Au centre des interrogations figure notamment la question du budget 2026. Selon les informations rapportées par les sources citées, les équipes techniques auraient préparé dès janvier un projet de budget consolidé afin d’anticiper les besoins de l’entreprise. Transmis à la direction à la mi mars, le document n’aurait toutefois pas été présenté au Conseil d’administration malgré plusieurs convocations.
Cette situation aurait eu des conséquences directes sur le fonctionnement d’AGROPAG, notamment en matière de paiement des salaires et d’acquisition des intrants nécessaires à la production. Cinq réunions du Conseil d’administration auraient ainsi été convoquées sans permettre de débloquer durablement la situation. L’absence du directeur général, Aubert Aimé Ndjila, lors de la réunion du 2 juillet, officiellement justifiée par un certificat médical, aurait également contribué à prolonger le blocage institutionnel.
Au delà de la question budgétaire, c’est l’organisation même de la nouvelle société qui suscite des interrogations. Malgré la dissolution officielle de la SAEG, des sources internes affirment qu’une partie des activités continuerait de s’organiser autour des anciennes installations et de certains personnels de la structure dissoute.
Cette situation alimenterait une forme de confusion sur le terrain, alors que le transfert des actifs et des équipements vers AGROPAG demeure au cœur des enjeux de la transition. Selon un témoignage recueilli auprès d’une source interne, cette situation aurait également affecté le fonctionnement des exploitations agricoles et d’élevage.
Les conséquences commencent surtout à se faire sentir sur l’activité. Des équipements agricoles qui n’auraient pas encore été transférés, du matériel de conservation qui resterait indisponible et un suivi jugé insuffisant du cheptel bovin figurent parmi les difficultés évoquées par les sources proches du dossier.
À cette situation opérationnelle s’ajoute désormais une dimension sociale particulièrement préoccupante. Trois mois d’arriérés de salaires sont évoqués, faisant craindre une aggravation des tensions au sein du personnel et l’ouverture éventuelle de contentieux sociaux.

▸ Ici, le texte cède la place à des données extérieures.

Issue #1298, opened 2023-03-25
STM32H7 HAL: missing support for "wide VCO range"


diggit:
Hi,
STM32 H7 HAL does not seem to support VCO Wide Range mode. As a result, maximum frequency is capped at 420 MHz (H730 can do 550 MHz). Wide VCO range is 192 to 836 MHz.

Whole `pll` module would require some changes.
- VCO config: https://github.com/embassy-rs/embassy/blob/299689dfa2a5e160dbd6aa474772a9317a219084/embassy-stm32/src/rcc/h7.rs#L759
- asserts: https://github.com/embassy-rs/embassy/blob/299689dfa2a5e160dbd6aa474772a9317a219084/embassy-stm32/src/rcc/h7.rs#L715
- etc

I am total Rust noob (literally started 3 days ago), so I am not able to create PR with decent code quality.

I have one maybe a bit OT question, but would it be possible to make RCC config more compile time matter (optionally)?
At this moment all math is done in runtime and whole RCC config stuff takes over 1kiB on size optimized build.
In the end all checks could be done in compile time and then only registers would get filled (if config is compile time constant).
In C++, I'd leverage `constexpr` for this stuff, but I don't know options in rust and current HAL design.

diggit:
Also, PLL channel output P is always required even though, it is possible to disable it via config bit.
affected fcn: https://github.com/embassy-rs/embassy/blob/299689dfa2a5e160dbd6aa474772a9317a219084/embassy-stm32/src/rcc/h7.rs#L788
Should I open separate issue for this?

Dirbaio:
Please open PRs! Don't worry if you're new to Rust, we can work things out on PR review. :)

Dirbaio:
Fixed in embassy-stm32 v0.2.0

Issue #1092, opened 2022-12-03
`embassy-stm32::init` never ends execution on `STM32H7A3ZIT6Q`


indietyp:
I have been trying to get `embassy` running on the [STM32H7A3 Nucleo-144](https://www.st.com/en/evaluation-tools/nucleo-h7a3zi-q.html), where initialization never seems to end, after a lot of ~~pain and suffering~~ trying to debug the issue, I think I found the culprit.

Code without embassy seems to work fine, but during the initialization phase, the `flash_setup` this specific function call never seems to return/end:

https://github.com/embassy-rs/embassy/blob/f109e73c6d7ef2ad93102b7c8223f5cef30ef36f/embassy-stm32/src/rcc/h7.rs#L257-L262

Specifically, `FLASH.acr().write(|w| /* */)` seems to hang. The closure executes just fine, but no code is executed once the closure returns.

I took the `blinky` example and adapted it to my chip. This roughly meant: changing the probe-run chip in .cargo to `STM32H7A3ZITxQ`, removing the `memory.x`, and enabling the `"stm32h7a3zi"` and `"memory-x"` features for embassy-stm32.

The configuration for the peripherals is still the same and only uses the default. I extracted some additional "data" from the `flash_setup` function: `wait_states`: `0`, `progr_delay`: `0`, `rcc_aclk_mhz`: `31`.

indietyp:
The minimal rust code I was working with:

```rust
#![warn(
    missing_docs,
    clippy::pedantic,
    clippy::nursery,
    clippy::undocumented_unsafe_blocks
)]
#![no_std]
#![no_main]
#![feature(type_alias_impl_trait)]
#![feature(provide_any)]
#![feature(alloc_error_handler)]
#![feature(lint_reasons)]

use defmt_rtt as _;
use embassy_executor::Spawner;
use panic_probe as _;

// TODO: I2C Timeout
#[embassy_executor::main]
async fn main(_spawner: Spawner) {
    let _p = embassy_stm32::init(Default::default());
    defmt::panic!("Successfully initialized");
}
```

PR #1629, opened 2023-07-08
Correctly calculate target VCO frequency from multipliers

davidpurser:
The STM32H7 reference manual (RM0433) specifies PLL output frequency with these formulas:

`F_ref_ck = F_pll_src / DIVM`
`F_vco = F_ref_ck * DIVN`
`F_pll_p_ck = F_vco / (DIVP+1)`

... where `F_pll_p_ck` is the output of the PLL postdivider P.

Expanding this and solving for `F_vco`, we get:

`F_vco = F_pll_p_ck * (DIVP+1)`

i.e. `vco_ck = output * pll_x_p`

But the formula in the H7 RCC is incorrectly specified as `vco_ck = output + pll_x_p`.  Therefore asking for a PLL output frequency of 80 MHz causes `vco_ck` to be calculated as `80000005`, which is nonsense (you cannot actually realize a VCO frequency of 80000005 with only integer multipliers), and leads to a panic as `vco_ck` is out of range.

With this fix, asking for a PLL output frequency of 80 MHz with a PLL source clock of 16 MHz results in the correct set of parameters:

```
pll_src = 16 MHz
pll_x_m = 8
pll_x_n = 200
pll_x_p = 5
output = 16 MHz / 8 * 200 / 5 = 80000000
```

Similarly, asking for 400 MHz output also gives correct parameters:

```
pll_src = 16 MHz
pll_x_m = 8
pll_x_n = 200
pll_x_p = 1
output = 16 MHz / 8 * 200 / 1 = 400000000
```

I believe `*` was the intended operation here, and it seems to be working properly for me with the change.  Hoping someone else can confirm my logic.

### DIFF
--- a/embassy-stm32/src/rcc/h7.rs
+++ b/embassy-stm32/src/rcc/h7.rs
@@ -740,7 +740,7 @@ mod pll {
             }
         };
 
-        let vco_ck = output + pll_x_p;
+        let vco_ck = output * pll_x_p;
 
         assert!(pll_x_p < 128);
         assert!(vco_ck >= VCO_MIN);


xoviat:
Thanks!

JuliDi:
I suspect this PR breaks the clock on the H7A3ZI. My project has been working with commit fa2cda81db03f66c803c4ae931e1603973750548 and with dff9bd9711205fd4cd5a91384072ab6aa2335d18 it now doesn't.

This used to be working (though if I set 250 MHz, it would break, as well)
```rust
    let mut config = embassy_stm32::Config::default();
    config.rcc.sys_ck = Some(mhz(200));
    config.rcc.hclk = Some(mhz(200));
    config.rcc.pll1.q_ck = Some(mhz(100));
 ```

Unfortunately RM0433 is not applicable to all H7s, you would also need to consider RM0455 :/

davidpurser:
@JuliDi  sorry about that!

I do see in RM0455 that the PLL block is a little different than RM0433.

For instance DIVN can only be 8-420, whereas it can be 4-512 on the older H7 chips. I don’t recall seeing code to handle this.

Also the PLL seems to have different VCO range limits in the datasheet.

It looks like a different PLL block than the older H7 chips, and I suspect the PLL block is different enough on that chip that a small feature gate might be needed to handle both. I can take a closer look today though.

JuliDi:
@davidpurser No worries, I know this is a very difficult thing because of how different the chips all are.

If you could have a look at it, that would be great. I have close to no experience with that part of the ST chips... 
Happy to help if I can.

davidpurser:
@JuliDi @xoviat  It looks like the rcc/h7.rs code for PLL setup is heavily based on this code:

https://github.com/stm32-rs/stm32h7xx-hal/blob/master/src/rcc/pll.rs

... which has since added support for RM0455/RM0468 chips (STM32H7A3, 723/733/725/735, etc), as well as selecting VCO range (see #1298), properly configuring flash wait states for RM0468 chips (see #1092), and fractional PLL dividers via a couple of different strategies.

Looks like the PLL code was originally brought into embassy-rs by @thalesfragoso.  To properly fix these issues we probably need to implement similar solutions here to what stm32h7xx-hal has done.  This isn't really my area of expertise, so I just want to check with everyone for input before I start making larger changes here to try to match stm32h7xx-hal's PLL logic.

xoviat:
I don't really regret merging this because I don't think we would have found these issues without this bump. That said, what's preferred is to have the user provide prescalers rather than compute them in rcc. Since this is old code, that isn't done.

If you're unable to manage that, then you're welcome to go ahead and port what you can from h7 hal. I'll try to look at the next PR more closely, if I have time.

Dirbaio:
I wrote the H5 RCC is in the "new style" of asking the user to provide the prescalers. It should be easy to backport to H7 since they're very similar.

davidpurser:
> I wrote the H5 RCC is in the "new style" of asking the user to provide the prescalers. It should be easy to backport to H7 since they're very similar.

Thanks! I think that makes more sense and is actually something I was thinking about anyway. I will take a look at the H5 RCC for inspiration and get started.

Pour AGROPAG, l’enjeu dépasse donc désormais la seule question de son organisation interne. La société est appelée à jouer un rôle important dans la stratégie nationale de développement de l’agriculture et de l’élevage. Mais pour atteindre cet objectif, la clarification des responsabilités, le fonctionnement régulier de ses organes de gouvernance et la sécurisation de ses moyens financiers apparaissent comme des conditions essentielles.
À ce stade, les accusations rapportées par les sources proches du dossier restent à établir et nécessitent des explications de la part des responsables concernés. Une chose demeure toutefois certaine : plusieurs mois après la disparition de la SAEG, AGROPAG peine encore à trouver son rythme de croisière. Et alors que le pays attend de cette nouvelle structure qu’elle contribue à renforcer la production locale, l’urgence est désormais de sortir l’entreprise de cette zone de turbulences.